Oireachtas Joint and Select Committees

Wednesday, 12 July 2023

Committee on Budgetary Oversight

Summer Economic Statement 2023: Discussion

Photo of Michael McGrathMichael McGrath (Cork South Central, Fianna Fail)
Link to this: Individually | In context | Oireachtas source

I have not provided any figures either on the record or off the record concerning what will be going into a future savings fund, but we published a paper which set out scenarios. Perhaps those figures which have been quoted came from that. I do not know. We hosted a policy conference yesterday in the Central Bank of Ireland on the idea of future-proofing the public finances. We had several international speakers and there was much helpful advice based on the international experience of setting up and operating such funds. We can certainly take that on board in future. We do, though, have significant decisions to make because we are in the fortunate position of running significant budget surpluses. I believe the context of a budget is the appropriate time to set out a plan for the management of the finances for the next period of time.

This will include looking at the national debt to explore if it makes sense to reduce it, if there are opportunities to reduce the annual servicing costs and the appropriate scale of a long-term saving fund to meet the costs that will definitely be coming our way. Consideration must also be given to the role of a public investment fund in respect of ensuring we can sustain high levels of public capital investment over the next several years. Feeding into all that, of course, will be an understanding of where we are going to be on the fiscal side of things. We will be refreshing all the forecasts we have, including the macroeconomic forecasts but also the fiscal and budgetary forecasts, on budget day. All this has to be worked through to ensure the decisions we are making in respect of the national debt, the savings fund, the investment fund and where we are in terms of future surpluses are all fully integrated and co-ordinated. This can really only be done in the context of a budget.

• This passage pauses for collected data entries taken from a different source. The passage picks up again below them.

PR #3281, opened 2022-08-02
Allow filtering in z with RZ FDTD

dpgrote:
This PR allows WarpX to be used with filtering along the `z` axis when using the RZ FDTD solver. When using RZ and FDTD, It changes the check to require either `use_filter` is false or `filter_npass_each_dir[0] == 0`, no passes along the radius.


Source/WarpX.cpp
```diff
@@ -730,9 +730,9 @@ WarpX::ReadParameters ()
         }
         else // FDTD
         {
-            // Filter currently not working with FDTD solver in RZ geometry
+            // Filter currently not working with FDTD solver in RZ geometry along R
             // (see https://github.com/ECP-WarpX/WarpX/issues/1943)
-            WARPX_ALWAYS_ASSERT_WITH_MESSAGE(!use_filter,
+            WARPX_ALWAYS_ASSERT_WITH_MESSAGE(!use_filter || filter_npass_each_dir[0] == 0,
                 "Filter currently not working with FDTD solver in RZ geometry");
```
RemiLehe: Could you modify the error message to say that filtering only works along z for the FDTD solver in RZ?
Could the error message also tell the user how to set filtering along z only in their input script (using `n_pass_each_dir`)?

RemiLehe (changes requested):
Thanks for this PR.

Could you also activate filtering (in z) in one of the RZ FDTD automated tests?

Source/WarpX.cpp
dpgrote: I added filtering in z in the LaserAccelerationRZ test and updated the benchmark.

RemiLehe (approved):

PR #3282, opened 2022-08-02
[WIP] PML with incident angle: FDTD

amadou38:
Adding new extra terms that take into account the incident angle for the case.

NB: for the moment, I explicitely added the angle in EvolveEPML, EvolveBPML in order to check their extra terms separately (0 or not). But the theta_pml from the input file will be accessible only by alpha* for the moment.

### DIFF
--- a/Source/FieldSolver/FiniteDifferenceSolver/EvolveEPML.cpp
+++ b/Source/FieldSolver/FiniteDifferenceSolver/EvolveEPML.cpp
@@ -43,6 +43,7 @@ using namespace amrex;
 /**
  * \brief Update the E field, over one timestep
  */
+
 void FiniteDifferenceSolver::EvolveEPML (
     std::array< amrex::MultiFab*, 3 > Efield,
     std::array< amrex::MultiFab*, 3 > const Bfield,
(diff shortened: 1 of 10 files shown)


Source/FieldSolver/FiniteDifferenceSolver/EvolveEPML.cpp
```diff
@@ -151,10 +190,14 @@ void FiniteDifferenceSolver::EvolveEPMLCartesian (
 
                 Ey(i, j, k, PMLComp::yx) -= c2 * dt * (
                     T_Algo::DownwardDx(Bz, coefs_x, n_coefs_x, i, j, k, PMLComp::zx)
-                  + T_Algo::DownwardDx(Bz, coefs_x, n_coefs_x, i, j, k, PMLComp::zy) );
+                  + T_Algo::DownwardDx(Bz, coefs_x, n_coefs_x, i, j, k, PMLComp::zy)
+                  - sin_th*cos_th*(T_Algo::DownwardDy(By, coefs_y, n_coefs_y, i, j, k, PMLComp::yz)
+                  + T_Algo::DownwardDy(By, coefs_y, n_coefs_y, i, j, k, PMLComp::yx)) );
```
EZoni: One comment discussed offline: for each of the new terms (like dBy/dy here), one needs to check that the correct finite difference function ("downward" v. "upward") is used, depending on whether the field, which the derivative is applied to, is nodal or cell-centered along the direction of that derivative, according to the Yee scheme.

Issue #3283, opened 2022-08-03
BTD crashing with invalid particle error


RevathiJambunathan:
For a 2D psatd test case, the plotfile format for BTD crashed with 
```
amrex::Abort::0::ParticleContainer::locateParticle(): invalid particle. !!!
SIGABRT
See Backtrace.0.3 file for details
--------------------------------------------------------------------------
MPI_ABORT was invoked on rank 0 in communicator MPI COMMUNICATOR 3 DUP FROM 0
with errorcode 6.

NOTE: invoking MPI_ABORT causes Open MPI to kill all MPI processes.
You may or may not see output from other processes, depending on
exactly when Open MPI kills them.
```

Looking into this further, the particle in question is located at z=1.72299362e-05, and it gets mapped to index `(17,1536) `
However, the particle BoxArray is 
```
 ba : (BoxArray maxbox(1)
       m_ref->m_hash_sig(0)
       ((0,1280) (63,1535) (0,0)) )
```
Thus the particle is out-of-bounds. 
The input file was provided by @RTSandberg

RTSandberg:
Running on Perlmutter in debug mode, the simulation crashes with the following message:
```
STEP 1 ends. TIME = 4.365974052e-16 DT = 4.365974052e-16 
Evolve time = 0.018899698 s; This step = 0.018899698 s; Avg. per step = 0.018899698 s

STEP 2 starts ...
 (64,559,0,0) is out of bound (0:63,512:639,0:0,0:0)
... <lots of similar out of bound messages> ...
 (-1,2116,0,0) is out of bound (0:63,2048:2175,0:0,0:0) 
```
The `WarpX.e` file says
```
/global/u2/r/rsand/src/WarpX/build_perlmutter_lattice/_deps/fetchedamrex-src/Src/Base/AMReX.H:152: void amrex::Abort(const char *): block: [26,0,0], thread: [75,0,0] Assertion `0` failed.
...
/global/u2/r/rsand/src/WarpX/build_perlmutter_lattice/_deps/fetchedamrex-src/Src/Base/AMReX.H:152: void amrex::Abort(const char *): block: [16,0,0], thread: [62,0,0] Assertion `0` failed.
amrex::Abort::0::CUDA error 710 in file /global/homes/r/rsand/src/WarpX/build_perlmutter_lattice/_deps/fetchedamrex-src/Src/Base/AMReX_GpuDevice.cpp line 660: device-side assert triggered !!!
SIGABRT
```

[...]

PR #3285, opened 2022-08-03
Use extended box array in setting par GDB for BTD

RevathiJambunathan:
This PR fixes the error in Issue #3283 

The GPU simulation crashed on perlmutter with 1 GPU after fixing the ParGDB array. 
A synchronize() call fixed this issue.

### DIFF
--- a/Source/Diagnostics/ComputeDiagFunctors/BackTransformParticleFunctor.cpp
+++ b/Source/Diagnostics/ComputeDiagFunctors/BackTransformParticleFunctor.cpp
@@ -145,6 +145,7 @@ BackTransformParticleFunctor::operator () (PinnedMemoryParticleContainer& pc_dst
                    if (Flag[i] == 1) GetParticleLorentzTransform(dst_data, src_data, i,
                                                                  old_size + IndexLocation[i]);
                 });
+                amrex::Gpu::synchronize();
             }
         }
     }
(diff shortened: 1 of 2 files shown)


Source/Diagnostics/ComputeDiagFunctors/BackTransformParticleFunctor.cpp
```diff
@@ -145,6 +145,7 @@ BackTransformParticleFunctor::operator () (PinnedMemoryParticleContainer& pc_dst
                    if (Flag[i] == 1) GetParticleLorentzTransform(dst_data, src_data, i,
                                                                  old_size + IndexLocation[i]);
                 });
+                amrex::Gpu::synchronize();
```
ax3l, line 148: Awesome catch :tada: 

Can you add a comment why we need to synchronize here? Is this because we reuse `FlagForPartCopy` and `IndexForPartCopy` for every particle tile in the loop?

RTSandberg (approved):
Thanks, Reva!

ax3l (approved):
I'll merge for now, happy weekend and congratulations!

Source/Diagnostics/ComputeDiagFunctors/BackTransformParticleFunctor.cpp
RevathiJambunathan: thats right!

RevathiJambunathan: oh but this is merged already. I will add a mini-PR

Turning to some of the Deputy's specific questions, the implementation of pillar two is factored in and assumed from 1 January 2024. The Oireachtas has already legislated for the carbon tax increases until 2030, so this is baked into the base level in terms of our numbers. Regarding taxation, as the Deputy knows, the spending rule is a net one. The figure we have put in for taxation of €1.1 billion for next year is a policy decision but this does approximate to the amount of revenue non-indexation would generate in the event of a Government deciding not to do anything with the tax system. It does generate approximately that amount. This is why the full 6.1% of expenditure increase is on the expenditure side. The tax side, essentially, would generate that amount of revenue if we were to do nothing. We could go further, but we would then have to raise additional revenue by way of further discretionary revenue-raising measures.